---- Data extract

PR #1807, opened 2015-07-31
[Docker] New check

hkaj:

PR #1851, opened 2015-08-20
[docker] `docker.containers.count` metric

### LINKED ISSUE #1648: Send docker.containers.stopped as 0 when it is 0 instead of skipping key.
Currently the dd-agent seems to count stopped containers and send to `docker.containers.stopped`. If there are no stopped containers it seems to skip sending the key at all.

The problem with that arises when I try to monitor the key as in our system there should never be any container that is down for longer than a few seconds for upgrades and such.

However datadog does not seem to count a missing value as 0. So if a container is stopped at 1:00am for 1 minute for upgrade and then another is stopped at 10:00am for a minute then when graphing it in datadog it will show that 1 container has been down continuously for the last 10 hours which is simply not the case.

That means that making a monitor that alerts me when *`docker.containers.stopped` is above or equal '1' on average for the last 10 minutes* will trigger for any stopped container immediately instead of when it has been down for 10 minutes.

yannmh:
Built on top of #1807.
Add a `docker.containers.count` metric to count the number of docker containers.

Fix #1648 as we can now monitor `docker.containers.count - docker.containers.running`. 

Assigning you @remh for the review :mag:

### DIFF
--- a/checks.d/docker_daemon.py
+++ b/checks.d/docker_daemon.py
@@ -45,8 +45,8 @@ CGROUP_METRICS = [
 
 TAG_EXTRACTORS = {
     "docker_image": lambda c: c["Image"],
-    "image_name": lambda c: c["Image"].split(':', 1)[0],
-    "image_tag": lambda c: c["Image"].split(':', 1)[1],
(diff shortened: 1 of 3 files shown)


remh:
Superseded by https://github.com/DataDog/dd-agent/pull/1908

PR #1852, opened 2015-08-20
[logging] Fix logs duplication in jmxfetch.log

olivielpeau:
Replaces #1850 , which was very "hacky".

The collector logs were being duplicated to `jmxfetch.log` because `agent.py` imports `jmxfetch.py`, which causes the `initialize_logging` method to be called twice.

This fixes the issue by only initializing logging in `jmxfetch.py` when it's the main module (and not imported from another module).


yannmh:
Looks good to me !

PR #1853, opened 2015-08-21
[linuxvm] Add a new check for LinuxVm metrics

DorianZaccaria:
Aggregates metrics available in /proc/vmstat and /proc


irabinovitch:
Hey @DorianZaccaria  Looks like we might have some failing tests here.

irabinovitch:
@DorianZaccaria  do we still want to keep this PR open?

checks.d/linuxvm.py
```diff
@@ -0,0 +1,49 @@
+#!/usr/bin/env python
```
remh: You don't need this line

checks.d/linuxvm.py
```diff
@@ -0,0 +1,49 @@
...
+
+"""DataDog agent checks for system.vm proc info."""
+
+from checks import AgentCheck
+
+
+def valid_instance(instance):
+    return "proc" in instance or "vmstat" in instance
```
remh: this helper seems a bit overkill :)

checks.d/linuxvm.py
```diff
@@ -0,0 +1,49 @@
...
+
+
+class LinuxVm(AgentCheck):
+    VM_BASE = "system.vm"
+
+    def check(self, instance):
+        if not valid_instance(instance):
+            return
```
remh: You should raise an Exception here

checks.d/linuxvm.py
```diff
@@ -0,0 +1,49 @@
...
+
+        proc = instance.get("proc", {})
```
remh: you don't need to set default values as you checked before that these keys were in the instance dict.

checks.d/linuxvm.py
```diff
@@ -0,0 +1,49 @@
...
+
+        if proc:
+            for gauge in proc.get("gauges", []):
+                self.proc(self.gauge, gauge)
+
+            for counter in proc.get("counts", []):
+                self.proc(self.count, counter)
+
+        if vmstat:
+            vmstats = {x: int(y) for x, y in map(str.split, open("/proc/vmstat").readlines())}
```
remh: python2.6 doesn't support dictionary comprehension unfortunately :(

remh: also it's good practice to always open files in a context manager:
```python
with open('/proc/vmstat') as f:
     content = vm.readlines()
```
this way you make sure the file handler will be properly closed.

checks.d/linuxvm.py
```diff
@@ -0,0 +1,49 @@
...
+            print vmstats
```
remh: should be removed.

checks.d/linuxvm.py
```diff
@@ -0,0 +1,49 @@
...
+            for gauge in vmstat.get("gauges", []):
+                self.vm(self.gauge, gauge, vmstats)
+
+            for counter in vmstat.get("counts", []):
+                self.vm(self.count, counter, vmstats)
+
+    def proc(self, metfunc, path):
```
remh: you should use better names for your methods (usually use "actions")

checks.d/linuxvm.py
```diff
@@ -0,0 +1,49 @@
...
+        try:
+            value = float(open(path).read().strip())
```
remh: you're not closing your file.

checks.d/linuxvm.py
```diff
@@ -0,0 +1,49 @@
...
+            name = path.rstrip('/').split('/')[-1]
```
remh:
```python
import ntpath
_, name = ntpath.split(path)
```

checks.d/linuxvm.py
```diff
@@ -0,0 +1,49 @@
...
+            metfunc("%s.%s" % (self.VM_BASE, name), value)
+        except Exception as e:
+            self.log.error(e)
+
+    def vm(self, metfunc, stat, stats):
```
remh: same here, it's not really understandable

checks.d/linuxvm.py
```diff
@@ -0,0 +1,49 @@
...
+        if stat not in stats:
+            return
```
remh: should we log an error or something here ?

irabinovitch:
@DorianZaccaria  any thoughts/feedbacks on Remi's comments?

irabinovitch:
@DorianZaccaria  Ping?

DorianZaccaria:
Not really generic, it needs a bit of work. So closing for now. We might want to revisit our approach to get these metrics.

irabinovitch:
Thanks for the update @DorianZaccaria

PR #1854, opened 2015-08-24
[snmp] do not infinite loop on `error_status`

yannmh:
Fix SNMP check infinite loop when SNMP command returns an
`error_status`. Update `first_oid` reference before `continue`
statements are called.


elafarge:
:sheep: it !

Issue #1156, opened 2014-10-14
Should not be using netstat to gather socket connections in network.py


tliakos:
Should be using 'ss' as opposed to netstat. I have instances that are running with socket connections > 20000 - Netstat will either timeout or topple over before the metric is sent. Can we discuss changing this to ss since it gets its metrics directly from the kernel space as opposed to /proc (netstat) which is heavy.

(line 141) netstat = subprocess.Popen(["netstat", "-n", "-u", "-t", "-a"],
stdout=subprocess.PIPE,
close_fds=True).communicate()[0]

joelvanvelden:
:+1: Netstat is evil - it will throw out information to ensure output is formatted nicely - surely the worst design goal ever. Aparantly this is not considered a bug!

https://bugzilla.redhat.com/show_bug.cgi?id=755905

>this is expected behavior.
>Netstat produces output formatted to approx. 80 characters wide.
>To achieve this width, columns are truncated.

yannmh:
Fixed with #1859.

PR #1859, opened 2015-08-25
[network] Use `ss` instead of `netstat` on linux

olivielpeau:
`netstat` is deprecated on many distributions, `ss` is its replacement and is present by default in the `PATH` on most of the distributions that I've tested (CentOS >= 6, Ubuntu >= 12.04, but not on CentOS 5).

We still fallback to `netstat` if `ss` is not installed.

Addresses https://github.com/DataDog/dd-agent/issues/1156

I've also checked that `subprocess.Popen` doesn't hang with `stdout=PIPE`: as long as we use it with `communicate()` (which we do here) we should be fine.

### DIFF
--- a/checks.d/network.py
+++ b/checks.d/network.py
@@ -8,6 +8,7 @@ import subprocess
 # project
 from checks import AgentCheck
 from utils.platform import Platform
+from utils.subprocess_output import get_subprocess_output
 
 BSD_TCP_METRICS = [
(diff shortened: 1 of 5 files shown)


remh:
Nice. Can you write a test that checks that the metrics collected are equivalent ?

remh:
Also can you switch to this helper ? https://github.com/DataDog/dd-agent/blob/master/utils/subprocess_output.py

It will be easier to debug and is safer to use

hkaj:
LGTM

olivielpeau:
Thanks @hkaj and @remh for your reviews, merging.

--------

What is the number of lines in the preceding entries that hold the string "closing"? Give it alone.

2